What if a miner decided to start censoring everyone else’s blocks by ignoring them and considering only itself canonical? This would be totally unsustainable for them. Because Bitcoin blocks can only be created with a significant amount of computing power to solve each Proof of Work problem, other miners would likely eclipse them with the power they have access to. If the miners are unable to (maybe this particular miner is super powerful and backed by a government), transaction submitters could start to ignore the powerful miner if they censor their transactions.

If the miner started flat out lying, then other miners that believe that for their Bitcoin to derive the maximum amount of value is to play the game fairly, then those miners would just ignore them. This would cause a situation called a Fork, where there is a divergence in the history of the blocks.

When a fork happens, miners consider the longest history of blocks that’s free of abuse the “canonical chain”, and the other chain the forked chain. Most platforms that realise your Bitcoin in the real world elect to wait a number of blocks before considering history real. To my understanding, this can be in the ballpark of 10 blocks or so today. These platforms run a “node”, a piece fo software that ingests the blocks.

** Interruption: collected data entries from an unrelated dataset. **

PR #5853, opened 2023-07-05
Fix layout of search_box elements.

neekfenwick:
The container, outside of search_box.php for example customers.php, is col-md-4 which means it will be 4/12 width in medium breakpoint, and full page width in smaller breakpoints.  The columns here were also set to col-md-4, so they were 4/12 each in a space that was already quite narrow. In small breakpoints they jumped to 100% width which is also not optimal.

The approach here is:
- extra small and small, 50% width so the checkboxes lay out side by side.
- other breakpoints - 100% width so the checkboxes stack on top of each other in the narrow screen space they have been allotted by their parent.

Screenshots:
Small screen - before, the checkboxes are on top of each other:
230605-search-box-small-before
Small screen - after, the checkboxes are side by side, saving some vertical screen space:
230605-search-box-small-after

Wide screen - before, the checkboxes are squished into 4/12 the available width:
230605-search-box-medium-before
Wide screen - after, the checkboxes are allowed to lay out horizontally:
230605-search-box-medium-after

### DIFF
--- a/admin/includes/modules/search_box.php
+++ b/admin/includes/modules/search_box.php
@@ -36,18 +36,18 @@ if (isset($_GET['search']) && zen_not_null($_GET['search'])) {
   </div>
     <?php
     if (file_exists($searchBoxJs)) {
-        ?>
+    ?>
         <div class="row">
-            <div class="form-group col-xs-6 col-sm-12" id="searchRestrictIds">
-                <div class="col-sm-9 control-label"><label for="restrictIDs"><?= TEXT_INFO_SEARCH_FILTER_RESTRICT_IDS; ?></label></div>
-                <div class="col-sm-1">
-                    <?= zen_draw_checkbox_field('restrictIDs', '', (!empty($_GET['restrictIDs']) && $_GET['restrictIDs'] === 'on'), '', ' id="restrictIDs"'); ?>
+            <div class="form-horizontal col-xs-6">
+                <div class="form-group" id="searchRestrictIds">
+                    <label for="restrictIDs" class="col-xs-11 control-label"><?= TEXT_INFO_SEARCH_FILTER_RESTRICT_IDS; ?></label>
+                    <?= zen_draw_checkbox_field('restrictIDs', '', (!empty($_GET['restrictIDs']) && $_GET['restrictIDs'] === 'on'), '', ' id="restrictIDs" class="col-xs-1"'); ?>
                 </div>
             </div>
-            <div class="form-group col-xs-6 col-sm-12" id="searchTermRepopulate">
-                <div class="col-sm-9 control-label"><label for="repopulateSearch"><?= TEXT_INFO_SEARCH_FILTER_REPOPULATE; ?></label></div>
-                <div class="col-sm-1">
-                    <?= zen_draw_checkbox_field('repopulateSearch', '', (!empty($_GET['repopulateSearch']) && $_GET['repopulateSearch'] === 'on'), '', ' id="repopulateSearch"'); ?>
+            <div class="form-horizontal col-xs-6">
+                <div class="form-group" id="searchTermRepopulate">
+                    <label for="repopulateSearch" class="col-xs-11 control-label"><?= TEXT_INFO_SEARCH_FILTER_REPOPULATE; ?></label>
+                    <?= zen_draw_checkbox_field('repopulateSearch', '', (!empty($_GET['repopulateSearch']) && $_GET['repopulateSearch'] === 'on'), '', ' id="repopulateSearch" class="col-xs-1"'); ?>
                 </div>
             </div>
         </div>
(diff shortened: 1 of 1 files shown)


proseLA:
@neekfenwick at some point, i would like to see you take a big whack at something.  it seems you have the energy for it.

one of my issues has always been changes made to accommodate a particular user, as opposed to the community as a whole.  i try to think of the community when i make changes; granted i am not always successful, but i do try.

the current version of bootstrap is 5.3.  we are running 3.4.  hmmm....

i acknowledge that design is not my strong suit; and i hate working with css.  there are others out there who are much stronger in it than i.

this PR works for your screen widths; it does not work for mine.  i spent some time reviewing [the 3.4 docs on grid systems.](https://getbootstrap.com/docs/3.4/css/#grid-options)  i could behind the changing the class to `form-group col-xs-12 col-sm-6 col-md-4 col-lg-4`.  that seems to work across the various screen widths. 

how does that work for you?

neekfenwick:
@proseLA if design isn't your strong suit and you don't like working with CSS, maybe someone else should review this :)

I touched on this because the search box looked ugly in my v158 when I used it, and tracking the line history of the culprit led to this Issue, so I PR'd in an effort to help where the original change seemed to have awry and provided screenshots of it working.  I cannot tell from your description above where you applied the class, perhaps you could be more specific or PR?

It does sound like moving to a more recent bootstrap would be a good idea.  That would belong in another Issue or whatever.

In response to your comments about me personally, I'll take a whack at what I think is a good fit for me.  I've approached a couple of minor Issues I saw as low hanging fruit to try to help reduce the list, since sometimes people raise issues while working on something else and don't have the headspace for them at the time.  I've also bitten off a couple of larger pieces of work to see what that's like in this community.

scottcwilson:
> the current version of bootstrap is 5.3. we are running 3.4. hmmm....

This will be reviewed when we do the next release, and doing this review is now part of the release process.

neekfenwick:
> while css is not my strong suit; i would argue that the change i recommended above is the way to go that addresses various view ports.

I appreciate that, thanks.  I'm at the end of my work day but it looks like you're suggesting the immediately container of the checkboxes have col-md-4, which I believe it already has.  At that window width the parent, that contains the entire search box, is also something like col-md-4, so it's 25% window width.  Having the checkboxes then be 25% of that width makes them squish, as in my screenshot.  I'd be very happy to try your suggestion if you can be a little more specific about where you'd apply that class list :)

proseLA:
> I'd be very happy to try your suggestion if you can be a little more specific about where you'd apply that class list :)
```
             <div class="form-group col-xs-12 col-sm-6 col-md-4 col-lg-4" id="searchRestrictIds">
....
            <div class="form-group col-xs-12 col-sm-6 col-md-4 col-lg-4" id="searchTermRepopulate">
```
this still needs work, see [this screencast.](https://www.dropbox.com/s/8qwn5j9hmjejfi3/search_box.webm?dl=0)

as such, i think this PR needs work.

neekfenwick:
> this still needs work, see [this screencast.](https://www.dropbox.com/s/8qwn5j9hmjejfi3/search_box.webm?dl=0)

@proseLA This screencast shows different markup to my commit https://github.com/zencart/zencart/pull/5853/commits/a3b44d47c0bc948c9282cd3e7eee745691603bec .. I don't know what's gone wrong but you're not running the changes I intended.

For example, my commit has `<div class="form-group col-xs-6 col-sm-12" id="searchRestrictIds">` but your screencast shows four different col-* classes.

proseLA:
i am not a fan of your changes.  my screen is wide.  rather than using the width of my screen, you want to take up the height.

neekfenwick:
> i am not a fan of your changes. my screen is wide. rather than using the width of my screen, you want to take up the height.

Ah I misunderstood your comment "this still needs work", I thought you meant my PR, but you seem to be talking about your attempt.

You're right, my PR had the controls stacking vertically when they shouldn't.  After fiddling around for a while and reviewing the 3.4 docs at https://getbootstrap.com/docs/3.4/css/#forms-horizontal I've got good results using `form-horizontal` and restructuring things a little, which has resulted in fixing a problem we had with the label and checkbox wrapping to a new line when `col-xs-11` and `col-xs-1` were applied.  Seems pretty sweet now.

https://www.dropbox.com/s/ixr4p3t434fzbz7/Screencast_06_07_23_09%3A48%3A04.mp4?dl=0

Just for the record:
- with bootstrap, one only has to apply the smallest `col-*` breakpoint class and it will apply that to larger sizes if unspecified, so `col-xs-6` implies `col-sm-6`, `col-md-6`, `col-xl-6` etc. So, I've only got col-xs-6 because I want the two to be 50% of available width for all screen sizes.
- After re-thinking, I don't see any need for the control groups to be anything *other* than 50% .. so I've not used your suggestion of `col-md-4 col-lg-4`, I just don't see why they'd want to be 4/12 width. (I had a brain fart earlier saying 4/12 was 25%, one of those days).

What do you think of the latest changes?

proseLA:
the latest changes are great.  in my testing, they display quite nicely across multiple view ports.  nicely done.

:+1:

Let me show you what I mean…

How does this all tie together in practice? Simple! Let’s actually go through the process of creating a Bitcoin transaction to send money to my friend.

…

Recap

So to recap:

        flowchart LR
    Miner((Miner))
    -->|Miners tell everyone they can about every block they create.| Node((Node))
    -->|Provides information to your wallet about blocks it sees| Wallet((Wallet))
    User((User)) -->|Interacts with to submit transactions and to see balance.| Wallet
    Wallet -->|Sends transactions to.| Node
    Node -->|Sends transactions it wants included in blocks.| Miner
    Miner -->|Miners tell other miners about blocks.| Miner
    

A glossary:

Term	Description
Signer	Signs transactions with public-private key cryptography.
Transaction	A signed instruction with a destination, UTXO inputs that are spent, and a public key for the sender.
Public-private key cryptography	Either encryption or signing with cryptography probably based on the ECDSA curve (in Bitcoin).
UTXO	Either a credit (a UTXO input) or a debit (a UTXO output). Sort of like a IOU. Needs to be reconciled to be used.
Block	A combination of transactions, with fees paid to a miner who produced it.
Miner	Someone who collects transactions together into blocks to be paid, then shares it with everyone.
Node	A program that listens for data from miners and other nodes to reconstruct what’s happening in the blockchain to present to a wallet.
Fork	A miner disagrees with the history another miner has created and has created their own incompatible version of blockchain history.
Wallet	A user-facing application that likely manages signers on behalf of a user. It also figures out fees to pay for transcations.
Fee	A fee paid to miners to include a transaction in a bolck.
Proof of Work	A cryptographic challenge solved by a miner with economics designed to prevent abuse from bad actors this way.
User	You!

[1]

Just make sure to “salt” the password. Salting is the process of storing it with a randomly generated string. This protects the passwords from being guessed by someone with a large database of what hashes correspond to passwords.